I am building a fairly straightforward set of built ins that will have a lower cabinet and have exposed floating shelves above it.

The cabinets will have a drawer and I have figured everything out except the vast (majorly vast) array of slides and options. My box will have a face frame and the depth is a bit of a non-standard size..well, maybe anyway.

I plan on using side slides and from the front of the front face frame and the rear frame piece that I will use to attach the slide, the depth is 14-1/4".

Through vast amounts of research, I have sort of determined the best size slides to get would be 12" + an extension for the back.

I came across this video, and this guy uses essentially the exact type and size slides that I think would be good for my use, but I have no clue what slides these are or where I can get either these or something similar. I can find 12" slides all day long, but either I am using the wrong phrasing or or just don't know where to look for the extensions that he snaps on. Any help would be appreciated.

https://youtu.be/Nc296EI0T9Y?t=594


----------



## John Smith_inFL (Jul 4, 2018)

welcome to the forum.

are you shopping solely on the internet or are you going to the Box Stores.
standard drawer slides are very common with different styles of attachments.
you just have to get out and look. (and wear your mask).

.


----------



## shoot summ (Feb 21, 2014)

Here are some for a slide I have used:

https://www.cshardware.com/gs-4340rb.html

The real question is why do you need these? I just make strips that run top to bottom on the side to mount the slides to.


----------



## GeorgeC (Jul 30, 2008)

shoot summ said:


> Here are some for a slide I have used:
> 
> https://www.cshardware.com/gs-4340rb.html
> 
> The real question is why do you need these? I just make strips that run top to bottom on the side to mount the slides to.



Agree.


GMC


----------



## furnacefighter15 (Jun 21, 2020)

You can get those brackets on Amazon. The only real use is in retrofit applications where adding a framing member to attach to is prohibitively difficult.

Just look up full extension drawer slides, and they will come up, or be included with certain brands of slides.


Sent from my iPhone using Tapatalk


----------



## shelzmike (Jul 20, 2020)

shoot summ said:


> Here are some for a slide I have used:
> 
> https://www.cshardware.com/gs-4340rb.html
> 
> The real question is why do you need these? I just make strips that run top to bottom on the side to mount the slides to.





Thanks for all the suggestions. The number 1 reason I need these is because these are my first built-ins, in fact, first cabinet boxes in general and I am overwhelmed with options and underwhelmed with experience. Now that I think about what you are suggesting, it does make sense and is pretty simple at that! I tend to overthink, especially when venturing into new territory. 

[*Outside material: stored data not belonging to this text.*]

PR #1060, opened 2016-02-08
(BKR-696) Fix :ignore corruption in host.rb

jeffcoat:
do_rsync_to was overwriting its :ignore option,
which broke things when it was called in a loop.

### DIFF
--- a/lib/beaker/host.rb
+++ b/lib/beaker/host.rb
@@ -482,10 +482,10 @@ module Beaker
       end
 
       if opts.has_key?(:ignore) and not opts[:ignore].empty?
-        opts[:ignore].map! do |value|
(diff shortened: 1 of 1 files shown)


kevpl:
looks good, and thanks for contributing this @jeffcoat! Would you please add a spec test, so we can make sure that we don't break your fix going forward?

kevpl:
last comment still current

kevpl:
last comment still current.  If there's still no movement on this PR in a week we'll close it out due to inactivity.

tvpartytonight:
As there hasn't been any movement for spec tests on this PR, I'm just going to close it. Please feel free to reopen with tests!

PR #1062, opened 2016-02-10
(BKR-667) added wrlinux7 provisioning support

kevpl:


kevpl:

kevpl:
@puppetlabs/beaker ready for review!

waynr:
:+1: looks good to me

lib/beaker/host/unix/exec.rb
```diff
@@ -233,15 +233,8 @@ def ssh_permit_user_environment
...
-
     environment_string = env_array.join(' ')
-    command = 'env'
-    punctuation = ''
-    if self[:platform] =~ /cisco-5/
-      command = 'export'
-      punctuation = ';'
-    end
-    "#{command} #{environment_string}#{punctuation}"
+    "env #{environment_string}"
```
sbeaulie: the previous code used 'export' when platform is cisco-5, presumably because 'env' cannot be used to load variables? I have no idea if that's the case but this env vs export logic is not here

kevpl: in the refactor of the cisco code, we made a copy of the `environment_string` method for cisco.  You'll see that the logic has been moved there, and should be able to check that Cisco hosts inherit from Unix hosts correct, are instantiated in `host.rb` as needed for this to work.

pinkypie:
:+1:

PR #1064, opened 2016-02-10
(MAINT) added cisco platform doc

kevpl:
Dependent on #1062.

Just docs changes, shouldn't need to wait/worry about Jenkins testing.  Probably should have included that in the git message, but oh well.  I'll try here.

[skip ci]


waynr:
:+1:

PR #1065, opened 2016-02-17
(BKR-704) Allow relative `mount_folders` in docker

op-ct:
Without this patch, a nodeset using relative `from:` paths under
`mount_folders:` with the `docker` hypervisor will encounter a
test-halting `Docker::Error::ClientError`.  This is a problem because
it forces docker-based nodesets to specify host-side mounts with
absolute paths, which isn't portable.

This patch fixes the issue by using Ruby's `File.expand_path()` method to
translate any relative `mount_folders:`/`from:` entries into absolute
paths before passing them on to docker.


electrical:
Good catch.

kevpl:

PR #1066, opened 2016-02-19
(BKR-705) Change Cisco platform names

LuvCurves:


lib/beaker/dsl/install_utils/foss_utils.rb
```diff
@@ -845,6 +845,11 @@ def install_puppetlabs_release_repo_on( hosts, repo = nil, opts = options )
             when /^(fedora|el|centos|sles|cisco)$/
               variant_url_value = (($1 == 'centos') ? 'el' : $1)
               variant_url_value = 'cisco-wrlinux' if variant == 'cisco'
+              if variant == 'cisco'
+                version = '5' if version == 'nexus'
+              else
+                version = '7' if version == 'ios_xr'
```
chrisvanheuveln: I don't think you want the `else` here - you won't get to the `ios_xr` check with that in place.

spec/beaker/host/cisco_spec.rb
```diff
@@ -14,10 +14,10 @@ module Cisco
 
     describe '#prepend_commands' do
 
-      context 'for cisco-5' do
+      context 'for cisco-nexus' do
 
         before :each do
-          @platform = 'cisco-5-x86'
+          @platform = 'cisco-nexus-x86'
```
glennmatthews: This seems wrong still - we still need the ability to specify an OS version in case there are behavior differences between, say, NX-OS 7.0 and NX-OS 7.1. Rather than treating `nexus` or `ios_xr` as the 'version', they should be part of the 'os' - so something more like `cisco_nexus-7.0(3)I2(1)-x86_64` or `cisco_ios_xr-6.0.0-x86_64` is what I would expect Beaker to accept.

docs/hosts/cisco.md
```diff
@@ -7,7 +7,7 @@ can get more details on this from their
 Wind River Linux support came to Beaker through testing Cisco network
```
glennmatthews: This sentence gives me pause, TBH - a lot of the logic below is specific to Cisco's OS and is probably not applicable to WRL in general. Does Beaker really support arbitrary WRL distros?

docs/hosts/cisco.md
```diff
@@ -25,7 +25,7 @@ file line that looks like this in our configuration:
         ...
         vrf: management
     
-B. WRLinux NXOS (5) hosts will also require a user to be set on the
+B. Cisco Nexus hosts will also require a user to be set on the
```
glennmatthews: This requirement 'B' is true for both NX-OS and IOS XR. Requirement A above only applies to NX-OS (IOS XR *can* use a VRF but doesn't have to)

lib/beaker/dsl/install_utils/foss_utils.rb
```diff
@@ -890,7 +895,7 @@ def install_repo_configs(host, buildserver_url, package_name, build_version, cop
                                   repo_filename,
                                   copy_dir )
 
-          if host[:platform] =~ /cisco-5/
+          if host[:platform] =~ /cisco-nexus/
             to_path = "#{host.package_config_dir}/#{File.basename(repo)}"
```
glennmatthews: Can you add a comment explaining what this is doing on NX-OS and why? Are you confident that it doesn't apply to IOS XR?

lib/beaker/host/cisco.rb
```diff
@@ -21,7 +21,7 @@ def skip_set_env?
     #
     # @return nil
     def scp_post_operations(scp_file_actual, scp_file_target)
-      if self[:platform] =~ /cisco-5/
+      if self[:platform] =~ /cisco-nexus/
```
glennmatthews: Not sure what's gained specifically by gating this for Nexus. Why not instead `if scp_file_actual != scp_file_target`?

lib/beaker/host/cisco.rb
```diff
@@ -72,7 +72,7 @@ def prepend_commands(command = '', user_pc = '', opts = {})
       return user_pc unless command.index('vsh').nil?
 
       prepend_cmds = 'source /etc/profile;'
-      if self[:platform] =~ /cisco-5/
+      if self[:platform] =~ /cisco-nexus/
```
glennmatthews: This should probably instead be `if self[:vrf]` - use the VRF if defined, don't use it if not.

lib/beaker/host/cisco.rb
```diff
@@ -95,7 +95,7 @@ def environment_string env
       env_array = self.environment_variable_string_pair_array( env )
       environment_string = env_array.join(' ')
 
-      command = self[:platform] =~ /cisco-5/ ? 'export' : 'env'
+      command = self[:platform] =~ /cisco-nexus/ ? 'export' : 'env'
```
glennmatthews: What's the reason for this?

lib/beaker/host/cisco.rb
```diff
@@ -108,8 +108,8 @@ def validate_setup
       msg = nil
       msg = 'Cisco hosts must be provided with a :vrf value.' unless self[:vrf]
```
glennmatthews: vrf is only mandatory for Nexus.

lib/beaker/host/cisco.rb
```diff
@@ -108,8 +108,8 @@ def validate_setup
...
 
-      if !msg && self[:platform] =~ /cisco-5/ && self[:user] == 'root'
-        msg = 'Cisco-5 hosts must be provided with a :user value, as they can not SSH in as root.'
+      if !msg && self[:platform] =~ /cisco-nexus/ && self[:user] == 'root'
```
glennmatthews: root ssh is blocked on both Nexus and IOS XR.

spec/beaker/host/cisco_spec.rb
chrisvanheuveln: @glennmatthews Won't the prepend commands be the same for nexus models/versions though? If this changes to include version names then you'll need separate context for n9k = 7.0(3)I2(1), 7.0.(3)I2(2), n7k = 7.3(0)D1, n5/6k = 6.0..., etc, which then needs to be updated with every release?

glennmatthews: Well, at this point we don't need different commands for a particular version - we can treat all 'cisco_nexus-XXXXX' as equivalent. I'm just trying to think forward-compatibility here in case something does change.

chrisvanheuveln: Yup, agreed.

lib/beaker/dsl/install_utils/foss_utils.rb
LuvCurves: I'll remove the if.  The versions are used by beaker to get the correct version of the package.  Our package names are 'cisco-wrlinux-<version>-noarch.rpm'  So we need that to install the package correctly.

spec/beaker/host/cisco_spec.rb
LuvCurves: How about we cross that bridge when we get there.

docs/hosts/cisco.md
LuvCurves: We can take the WRL reference out.

docs/hosts/cisco.md
LuvCurves: Ok.

lib/beaker/dsl/install_utils/foss_utils.rb
LuvCurves: It's getting the correct file from our repo.  I am confident, because we have tested this.

lib/beaker/host/cisco.rb
LuvCurves: Ok, we'll remove it.

lib/beaker/host/cisco.rb
LuvCurves: We have test that will set the environment prior to executing a command. On Nexus, we found the using the 'env' command didn't work for this, we had to use the export command.

lib/beaker/dsl/install_utils/foss_utils.rb
glennmatthews: Interesting - I hadn't known Beaker had support for installing the puppet agent. Does this make https://github.com/cisco/cisco-network-puppet-module/blob/develop/utilities/installer/install_puppet.rb somewhat redundant now?

spec/beaker/host/cisco_spec.rb
glennmatthews: Just trying to avoid another breaking change in the future (`cisco-nexus-x86_64` ==> `cisco_nexus-VERSION-x86_64`). If that's not a concern from Puppet's side of things, fine by me.

lib/beaker/dsl/install_utils/foss_utils.rb
glennmatthews: Let me rephrase. :-) Why does nexus need a different destination path than any other platform?

lib/beaker/host/cisco.rb
LuvCurves: The only access to an IOS XR platform we have available to us is a VM that one of our release engineers was able to get running in our VMpooler.  That particular VM lets us use root.  I'll change this to match the Nexus.

lib/beaker/dsl/install_utils/foss_utils.rb
LuvCurves: Yes, it makes your install_puppet.rb look redundant.

spec/beaker/host/cisco_spec.rb
LuvCurves: Let me discuss this with the primary developer of Beaker.

lib/beaker/host/cisco.rb
LuvCurves: @glennmatthews We have a IOS XR VM that we are using for testing.  There does not appear to be a need to use the 'ip netns exec' to get things that require networking to work.  There is also no 'sudo' installed.  Is this normally available on IOS XR systems?  The only thing we've need to do for our own Puppet test is make sure puppet binaries are in the PATH.

lib/beaker/dsl/install_utils/foss_utils.rb
LuvCurves: We found that we could not SCP to the directory on the Nexus, we had to specify the target filename.  That is not required by any other platform.

lib/beaker/host/cisco.rb
LuvCurves: Same as above: "We found that we could not SCP to the directory on the Nexus, we had to specify the target filename.  That is not required by any other platform."

spec/beaker/host/cisco_spec.rb
LuvCurves: We're going with cisco_nexus-MAJOR_VERSION-x86_64 & cisco_ios_xr-MAJOR_VERSION-x86_64.  Which is currently cisco_nexus-7-x86_64 & cisco_ios_xr-6-x86_64

lib/beaker/host/cisco.rb
glennmatthews: I think you have an older 'beta' IOS XR VM at present. There've been a number of enhancements and recommendations for the workflow that have been made in the last few months. I'll make sure we cover this in our next interlock meeting with PuppetLabs. Thanks for the details - these will be helpful.

spec/beaker/host/cisco_spec.rb
glennmatthews: cisco_nexus-7-x86_64 and cisco_ios_xr-6-x86_64 sounds good to me.

lib/beaker/platform.rb
```diff
@@ -3,7 +3,7 @@ module Beaker
   # all String methods while adding several platform-specific use cases.
   class Platform < String
     # Supported platforms
-    PLATFORMS = /^(cisco|(free|open)bsd|osx|centos|fedora|debian|oracle|redhat|scientific|sles|ubuntu|windows|solaris|aix|el|eos|cumulus|f5|netscaler)\-.+\-.+$/
+    PLATFORMS = /^(cisco_nexus|cisco_ios_xr(free|open)bsd|osx|centos|fedora|debian|oracle|redhat|scientific|sles|ubuntu|windows|solaris|aix|el|eos|cumulus|f5|netscaler)\-.+\-.+$/
```
glennmatthews: Looks like you're missing a '|' here  between `cisco_ios_xr` and `(free|open)bsd`.

spec/beaker/host/cisco_spec.rb
```diff
@@ -150,9 +150,9 @@ module Cisco
...
       end
 
-      context 'on the cisco-7 platform' do
+      context 'on the cisco_ios_xr platform' do
         before :each do
-          @platform = 'cisco-7-x86'
+          @platform = 'cisco_ios_xr-x86_64'
         end
 
         it 'errors when no :vrf value is provided' do
```
glennmatthews: This shouldn't be true on IOS XR.

lib/beaker/dsl/install_utils/foss_utils.rb
```diff
@@ -842,14 +842,24 @@ def install_puppetlabs_release_repo_on( hosts, repo = nil, opts = options )
...
+              if variant == 'cisco_ios_xr'
+                variant_url_value = 'cisco-wrlinux'
+                version = '7'
+              end
               remote = "%s/puppetlabs-release%s-%s-%s.noarch.rpm" %
                 [opts[:release_yum_repo_url], repo_name, variant_url_value, version]
 
-              if variant == 'cisco'
-                # cisco requires using yum to install the repo
+              if variant == 'cisco_ios_xr'
```
stahnma: Why break these apart if they are the same set of actions?

lib/beaker/host.rb
```diff
@@ -57,8 +57,10 @@ def self.create name, host_hash, options
         FreeBSD::Host.new name, host_hash, options
       when /eos/
         Eos::Host.new name, host_hash, options
-      when /cisco/
+      when /cisco_nexus/
```
stahnma: Since cisco_nexus and cisco_exr both match` /cisco/` this, why break it out?

stahnma:
I don't understand most of this PR. In nearly all cases `/cisco/` matches both platform names and performs identical actions. Why break them out? It's just more code to maintain. I understand updating the README or user-facing documentation, but internally to the code, just keep `/cisco/` as the matcher unless there a specific difference across them both. 

We treat EL as /el/ even though that could be RHEL 4, Scientific 6 x86_64 Centos 7 or whatever. It seems like Cisco is a similar pattern.

lib/beaker/dsl/install_utils/foss_utils.rb
LuvCurves: Because on cisco_ios_xr, we have to do a localinstall of the repo because there are no repos configured at that moment on the VM.

LuvCurves:
@stahnma That is what we have tried to do, however, as @kevpl can attest, there are enough differences that we can't keep them the same everywhere.  I have removed one of the case that you were referring to where it was clear /cisco/ was adequate.

stahnma:
Thanks @LuvCurves . :+1:  on the idea. I assume tests need to pass.

LuvCurves:
Due to the amount of drift that has happened since I first pulled the master branch. I will close this PR and open one that is up to date with master.

PR #1070, opened 2016-02-23
(BKR-671) - Add error handing for Beaker failing to acquire a VM from vmpooler

pinkypie:
The issue is when one of the specified host cannot be acquired.
Raise an error and attempt again until timeout (the same as with other provisioning errors).

### DIFF
--- a/lib/beaker/hypervisor/vmpooler.rb
+++ b/lib/beaker/hypervisor/vmpooler.rb
@@ -127,6 +127,10 @@ module Beaker
           domain = parsed_response['domain']
 
           @hosts.each_with_index do |h, i|
+            # If one of the requested hosts is not available on vmpooler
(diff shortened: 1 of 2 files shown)


kevpl:
@pinkypie please add a spec test so that we don't break this in the future

pinkypie:
@kevpl trying to. Having problems with getting the method to return an error in the spec test.

rick:
It could be that wrapping some part of the `parsed_response[h['template']]` bit in a helper method would (a) give us a more intention-revealing name, and (b) make this easier to test.

pinkypie:
Thanks @rick , could also probably do that for some of the other error handling logic in the provision method, and then add some more tests. Will make a note.

kevpl:
@rick look good?

rick:
:+1:

PR #1073, opened 2016-02-29
(BKR-308) moved PE-specific functionality to beaker-pe

kevpl:
beaker-pe refs:

- [github repo](https://github.com/puppetlabs/beaker-pe)
- [rubygems location](https://rubygems.org/gems/beaker-pe)


kevpl:

kevpl:

lib/beaker/dsl.rb
```diff
@@ -79,5 +80,10 @@ module DSL
     include Beaker::DSL::Helpers
     include Beaker::DSL::InstallUtils
     include Beaker::DSL::Patterns
+    include Beaker::DSL::PE
+
+    def self.register(helper_module)
```
objectverbobject: are we actually registering modules with this? I remember exploring this a while back, and found that the register method wasn't going to work out real well...although I can't remember specifics.

rick: I believe this came in as part of the work to support alternate test runners as part of Beaker.next (or some similar such name).

I don't know of a downside to the approach (though a question is whether it's in use by anything already or should have been rolled back when we rolled back an earlier PR). 

The downside to the current approach widely in use is that various modules directly open and reference the beaker class hierarchy and muck around with the internals. To eventually have sane libraries and to support things like alternate test runners we're likely to need to move away from that practice. Providing a registration hook is one way to do that.

I can talk more at some length about the bigger picture thinking (there's a mikado graph around here somewhere too) that motivates this.

objectverbobject: I think that fixing the current approach—or at least not encouraging directly opening and referencing the beaker class hierarchy—is definitely something we should be doing. However, this `register` method basically just seems to be sidestepping ruby's privatization of `include`, not necessarily stopping people from mucking with the internals. 

Perhaps I'm just not getting it; @kevpl is this in use anywhere yet in any of the beaker libraries, so I could see it in use and get a better grasp of this?

lib/beaker/dsl/install_utils.rb
```diff
@@ -1,13 +1,14 @@
...
 end
+require "beaker/dsl/install_utils/pe_defaults"
 
 module Beaker
   module DSL
     # Collection of installation methods and support
     module InstallUtils
       include DSL::InstallUtils::PuppetUtils
-      include DSL::InstallUtils::PEUtils
+      include DSL::InstallUtils::PEDefaults
```
objectverbobject: Is there a reason why this wasn't moved to beaker-pe? That seems like the more logical location for this set of info.

lib/beaker/dsl.rb
objectverbobject: Alright, I've tested this out now and feel pretty good about it after some hemming and hawing; I look forward to expanding this register function!

objectverbobject:
@kevpl Outside of my comment about `PEDefaults` module, I think this code is good to merge. That also doesn't HAVE to be addressed in this PR either...

lib/beaker/dsl/install_utils.rb
kevpl: this is left in due to backwards compatibility.  It was tried to pull this out previously, but it got left in because tests wouldn't work without the paths being set properly on SUT setup.  This is still the case, and I've decided to leave this at this point rather than try to solve this issue at this time.

objectverbobject:
LGTM.

I meant to do it

PR #1076, opened 2016-03-02
(BKR-715) Use puppet_agent_version for MSI from dev repos

MikaelSmith:
If a `puppet_agent_version` is specified, use it in
`install_puppet_agent_dev_repo_on` to fetch the MSI, so we get an MSI
unique to that SHA. This provides a work-around for BKR-712, and
normalizes behavior with `install_puppet_agent_on`.

### DIFF
--- a/lib/beaker/host/windows/pkg.rb
+++ b/lib/beaker/host/windows/pkg.rb
@@ -65,7 +65,13 @@ module Windows::Pkg
     # - we do not have install_32 set on host
     # - we do not have install_32 set globally
     arch_suffix = should_install_64bit ? '64' : '86'
-    release_file = "puppet-agent-x#{arch_suffix}.msi"
+    # If a version was specified, use it; otherwise fall back to a default name.
+    # Avoid when puppet_agent_version is set to a SHA, which isn't used in package names.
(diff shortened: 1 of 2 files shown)


lib/beaker/host/windows/pkg.rb
```diff
@@ -65,7 +65,11 @@ def puppet_agent_dev_package_info( puppet_collection = nil, puppet_agent_version
     # - we do not have install_32 set on host
     # - we do not have install_32 set globally
     arch_suffix = should_install_64bit ? '64' : '86'
-    release_file = "puppet-agent-x#{arch_suffix}.msi"
+    if puppet_agent_version
+      release_file = "puppet-agent-#{puppet_agent_version}-x#{arch_suffix}.msi"
```
MikaelSmith: I'm not sure if a similar change is needed for `pe_puppet_agent_promoted_package_info` below.

MikaelSmith:
This breaks when we set `puppet_agent_version` to `opt[:version]`.

MikaelSmith:
Updated to fix specs and ignore if puppet_agent_version is a SHA.

PR #1080, opened 2016-03-11
(maint) Correct install_puppet_agent_on args

MikaelSmith:
The docs for `install_puppet_agent_on` specify that the `opts` arg is
optional, but it doesn't have a default value so in practice it's
required. Update the call signature to specify a default empty hash, so
the function matches its description.


kevpl:
for tracking purposes, this was filed as a [BKR ticket](https://tickets.puppetlabs.com/browse/BKR-315).

PR #1081, opened 2016-03-15
(BKR-722) Don't clobber user_pc in prepend_commands for cisco host

glennmatthews:
The implementation of `#prepend_commands` for cisco hosts returns `'source /etc/profile;'` and optionally `"sudo ip netns exec #{vrf}"` but does not retain any user-specified prepends. Additionally, it supplies `'sudo'` always when the vrf is specified (regardless of whether the user is root) and never supplies `'sudo'` when the vrf is not specified.
(edit) Additionally, because 'sudo' is inserted in `prepend_commands`, any values from `environment_string` are lost when switching users

Fix 1: preserve user_pc.
Fix 2: prepend 'sudo' depending on whether user is root, independent of whether vrf is present.
(edit) Fix 3: Add `'source /etc/profile/; [sudo]'` in `environment_string` rather than in `prepend_commands`.

```
$ rspec spec/beaker/host/cisco_spec.rb 

Cisco::Host
  #prepend_commands
    for cisco_nexus-7
      ends with the :vrf host parameter
      guards against "vsh" usage (only scenario we dont want prefixing)
      retains user-specified prepend commands when adding vrf
    for cisco_ios_xr-6
      does use the :vrf host parameter if provided
      retains user-specified prepend commands when adding vrf
  #environment_string
    starts with sourcing the /etc/profile script
    uses `sudo` if not root
    for cisco_nexus-7
      uses `sudo` if not root
      uses `export` if root
      ends with a semi-colon
      turns env maps into paired strings correctly
    for cisco_ios_xr-6
      uses `sudo` if not root
      uses `env` if root
      does not end with a semi-colon
      turns env maps into paired strings correctly
  #package_config_dir
    returns correctly for cisco platforms
  #repo_type
    returns correctly for cisco platforms
  #validate_setup
    on the cisco_nexus-7 platform
      errors when no :vrf value is provided
      errors when no :user value is provided
      does nothing if the host is setup correctly
    on the cisco_ios_xr-6 platform
      does nothing if no :vrf value is provided
      errors when no user is provided
      does nothing if the host is setup correctly

Finished in 0.09871 seconds (files took 1.13 seconds to load)
23 examples, 0 failures
```

### DIFF
--- a/lib/beaker/host/cisco.rb
+++ b/lib/beaker/host/cisco.rb
@@ -71,11 +71,14 @@ module Cisco
     def prepend_commands(command = '', user_pc = '', opts = {})
       return user_pc unless command.index('vsh').nil?
 
-      prepend_cmds = 'source /etc/profile;'
+      prepend_cmds = ''
       if self[:vrf]
-        prepend_cmds << "sudo ip netns exec #{self[:vrf]}"
+        prepend_cmds << "ip netns exec #{self[:vrf]} "
       end
-      return prepend_cmds
+      if user_pc && !user_pc.empty?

And to answer the question. I only have a big blue box as an option close to me, so I tend to order as much as I can online from smaller shops because I very much dislike big blue and try to buy anything but china whenever possible.


----------



## DrRobert (Apr 27, 2015)

If you've never used them, rear brackets can be tricky to get installed and lined up exactly.

I agree its much easier cut spacers.

One more reason I prefer to build frameless cabs.


----------



## Rebelwork (Jan 15, 2012)

Maybe this will help...


----------



## kwoodhands (May 1, 2020)

Home depot has 14" full extension , 100lb. capacity side mount slides. I bought these for a shop made tool drawer. 
They can be cut to length if needed. My bottom cabinet needed 20" slides ,and I needed 5 sets. They had 4 sets left so I bought one 22" set and cut it to length. Did not want to travel 30 miles for one set when they came in.
mike


----------



## shelzmike (Jul 20, 2020)

Thanks for all the tips. I was going to go with the strips along the sides, as suggested, to mount the slides to, but then I realized that while I'm fairly certainly everything is square, I realized that if it wasn't, on either side, I'd have a problem. 

I have watched a few videos of folks using the rear brackets and and how they install them and it looks pretty straight forward. I felt like using the brackets, I'd have a lot more control on making the slides square. 

I have about 14.75" to work with, so I ended up getting some full open 12" slides with the extensions to go with them. 

KV 8450FM 12" Side Mount Full Extension Drawer Slide Anochrome Polybag Knape and Vogt as well as the rear mount brackets that will give me enough extension to make it work. KV 8403, Rear Mount Bracket for Various Ball Bearing Slides, Knape and Vogt

Maybe I'll have a hard go of it, but I think I will figure it out. Thanks again for the assistance!


----------